I must do really quiet parenting then - ds's constantly asking me baffling questions like 'Mummy why is the Moon still out and the sun' - ds3 me very quietly mumbling 'oooh because the moon must be especially low down in the sky today because it is a Tuesday' or some other totally made up answer, very very quietly so no other parents can hear my scientific ineptitude.

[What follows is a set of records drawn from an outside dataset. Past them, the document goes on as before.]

PR #155, opened 2021-09-22
Added feature to find the Z2 symmetries of the Hamiltonian.

imagoulas:
## Description
This is the first step toward implementing qubit tapering in QForte. The new functions can find the Z2 symmetries of the Hamiltonian of interest, compute the Clifford gates, and taper off qubits from a given qubit operator and reference state.

The new test_qubit_tapering.py file checks that the symmetries found by QForte and Qiskit for H2O/STO-3G are identical. Once additional functionalities pertaining to qubit tapering become available, more tests will be added to this file.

BoffinMum · 13/02/2011 14:14

I know, it's dreadful. I just couldn't be arsed having the argument each week about bothering to go the rehearsal, but I had a feeling he enjoyed it once he got there, so I thought sod it, let's go with the extrinsic motivation and stuff all the worthy types with their sing song voices and their perfect children. (He loves going now though, so he gets paid for doing something he'd probably do anyway and good for him. He spends it all on lego anyway).

Adair · 13/02/2011 14:39

Largelatte, the 'correct answer' ImVHo is always 'i don't know, darling, what do YOU think?'... and then 'ooh, maybe...'

Ismene · 13/02/2011 17:43

I do this. I have also openly admitted to loud parenting when I was in a previous incarnation. I can't help it. I even just gave her a detailed explanation of nits including the etymology of 'feeling lousy'whilst giving her the once over with the nitty gritty. There is no hope is there?

On the plus side, I am saving hard for the therapy and it sounds like I can put abit more towards it if I've fucked up her chances to get into uni already Grin

In my defence she is currently shouting 'blinkin' car, go the right blinkin' way' whilst playing mario kart on the wii, so maybe it all balances out?

FreudianSlippery · 13/02/2011 18:05

Brilliant thread!

"Kids have to learn to ask good questions in order to build brain power. Poking knowledge in there won't do it for them." So so true! I am a bit teachery really, DH and I are geeks when it comes to knowing stuff, but we deliberately leave it until she asks. Which is starting to happen more now, we are definitely in the Why Phase Hmm

I have to emphasise though that I am NOT loud. I hate feeling like people are listening to me on the bus or whatever, I'm quite shy.